Она колеблется, потом отвечает:

— Да, куртка, рубашки… самое необходимое… Не смотри так. Ты же не можешь меня ревновать к мужу!

— Веселенькое дело, — я чуть не расплескал кофе, — значит, вы собирались вместе уехать? Меня ли ты ждала в этой квартире?

— Перестань, — она рассерженно бросила надкусанный бутерброд на тарелку, — когда я собирала вещи, то понятия еще о тебе не имела…

— Ничего не понимаю, — я от изумления стал искать сигареты, — значит, ты хотела уехать прежде, чем заварилась эта каша?
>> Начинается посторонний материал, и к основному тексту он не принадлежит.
PR #909, opened 2019-11-05
Use skaffold for local dev

sleepycat:
This commit introduces a new dev workflow based on Minikube and skaffold.
Assuming Minikube, skaffold and kustomize are installed, all you should have to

Почему?

— А если я не захочу отвечать?

— Ты только не подумай, что я и сам не соображу. Ты заранее знала, что директора убьют в ту ночь. И ты знала, что тебя будут подозревать по той простой причине: случиться это могло не без твоего участия. Вам понадобился человек, которого не заподозришь в предварительном сговоре, выражаясь юридически. А дело было так: я только что приехал, никого в этом городе не знаю. Алик сажает меня в машину, говорит, что человек, который, кстати, ни разу не повернулся ко мне лицом, это — директор. А потом я нахожу труп в подъезде. Уже настоящего директора. И я был уверен, что убили человека, с которым я только что вместе ехал. И убили его тоже только что. Так я и сказал в милиции, поэтому они ищут того, кто мог это сделать в те десять — пятнадцать минут, пока я топтался у подъезда. Ну а у настоящего убийцы, конечно же, есть на это время железное алиби.
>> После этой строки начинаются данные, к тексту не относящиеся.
PR #89, opened 2023-02-03
[WIP] Persist LNURL successAction in LnPaymentDetails

ok300:
This PR persists the LNURL successAction in the `LnPaymentDetails` as per https://github.com/breez/breez-sdk/pull/88#discussion_r1095486697 :

https://github.com/breez/breez-sdk/blob/9561894c9206a50d70c0d29c010628a7e93c28ef/libs/sdk-core/src/models.rs#L295-L297

However I don't think this is a viable solution because we don't have the successAction at the point where we want to set it:

https://github.com/breez/breez-sdk/blob/9561894c9206a50d70c0d29c010628a7e93c28ef/libs/sdk-core/src/breez_services.rs#L192-L198

The LNURL successAction is not passed as an arg to the service method `send_payment`.

The tests work because the `MockNodeAPI` has the entire payment structure in advance (incl. expected successAction). However the real `NodeAPI` has to handle it in the `send_payment`.

@roeierez should I add a separate service method `send_payment_lnurl` with an extra arg for `SuccessActionProcessed`?

Or is this general approach too fragile and we should look for a different approach?

---

P.S. In addition, the `udl` doesn't parse and I haven't figured out why, but that's a small issue.

### DIFF
--- a/libs/sdk-core/src/persist/db.rs
+++ b/libs/sdk-core/src/persist/db.rs
@@ -190,6 +190,15 @@ impl SqliteStorage {
              
              DROP TABLE old_swaps;            
             "),
+            M::up(
+                "
+             CREATE TABLE IF NOT EXISTS payments_external_info (
+              payment_id TEXT NOT NULL PRIMARY KEY,
+              lnurl_success_action TEXT,
+              FOREIGN KEY(payment_id) REFERENCES payments(id)
+             ) STRICT;
+            ",
+            ),
         ]);
 
         let mut conn = self.get_connection()?;
--- a/libs/sdk-core/src/persist/transactions.rs
+++ b/libs/sdk-core/src/persist/transactions.rs
@@ -120,15 +120,21 @@ impl SqliteStorage {
             .query_row(
                 "
                 SELECT
-                 id, 
-                 payment_type, 
-                 payment_time, 
-                 amount_msat, 
-                 fee_msat, 
-                 pending, 
-                 description,
-                 details
-                FROM payments where id = ?1",
+                 p.id,
+                 p.payment_type,
+                 p.payment_time,
+                 p.amount_msat,
+                 p.fee_msat,
+                 p.pending,
+                 p.description,
+                 p.details,
+                 e.lnurl_success_action
+                FROM payments p
+                LEFT JOIN payments_external_info e
+                ON
+                 p.id = e.payment_id
+                WHERE
+                 id = ?1",
                 [hash],
                 |row| self.sql_row_to_payment(row),
             )
--- a/libs/sdk-core/src/persist/transactions.rs
+++ b/libs/sdk-core/src/persist/transactions.rs
@@ -1,6 +1,6 @@
 use super::db::SqliteStorage;
-use crate::models::{Payment, PaymentDetails};
-use crate::models::{PaymentType, PaymentTypeFilter};
+use crate::lnurl::pay::model::SuccessActionProcessed;
+use crate::models::*;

— Но почему ты решил, что этот таинственный убийца — это я?

— Ты знала, что у директора на руках большие деньги. И ты собиралась уехать, собрала вещи. Для того, чтобы бросить дом, работу и вот так уехать, нужны очень веские причины. Если ты заранее спланировала это убийство, такие причины у тебя были.

— Зачем мне тогда понадобилось просить Виктора вывезти труп? — она усмехнулась, — ведь тем самым я испортила себе алиби… то алиби, которое ты только что мне выдумал.

— Вовсе нет. Если бы тело сразу нашли, не так-то трудно было определить, убили ли директора только что или час-два назад. Но после того как труп пролежал столько времени на свалке, точное время убийства уже нельзя определить.

— Но я бы тем самым подставила своего мужа. Неужели ты считаешь, что я такая дура, чтобы не додуматься, — когда его обвинят в преступлении, он не станет прикрывать меня.

— Если деньги директора у тебя, он будет молчать. Он ведь рассчитывает на свою долю.

— Какая доля, что ты говоришь! — она всплеснула руками. — Ты представляешь, что ему может быть за убийство?

— Его никто не сможет в этом обвинить.

— Верно, он ремонтировался в тот вечер и звонил мне из мастерской. Его все там видели. А звонил он мне, сам знаешь, уже после того, как ты нашел труп.

— Ну вот, видишь? Убил не он. А то, что труп спрятал, так ведь его задушили ремнем Виктора, вот он и испугался. Убедительная версия?

— Убедительная, — она кивнула. — И правильная.

— Можно и по-другому посмотреть. Ремень оказался на шее директора вовсе не потому, что кто-то хотел подставить твоего мужа, а наоборот, чтобы он смог «объяснить», как его якобы подставили, и поэтому он спрятал тело. А на самом деле он его спрятал, как я уже сказал, чтобы нельзя было точно определить время убийства.

— Ты сумасшедший, — она сжала кулачок. — Совершенно очевидные вещи ты выворачиваешь наизнанку.

— Но ведь директор в машине был фальшивый. Значит, кто-то спланировал убийство?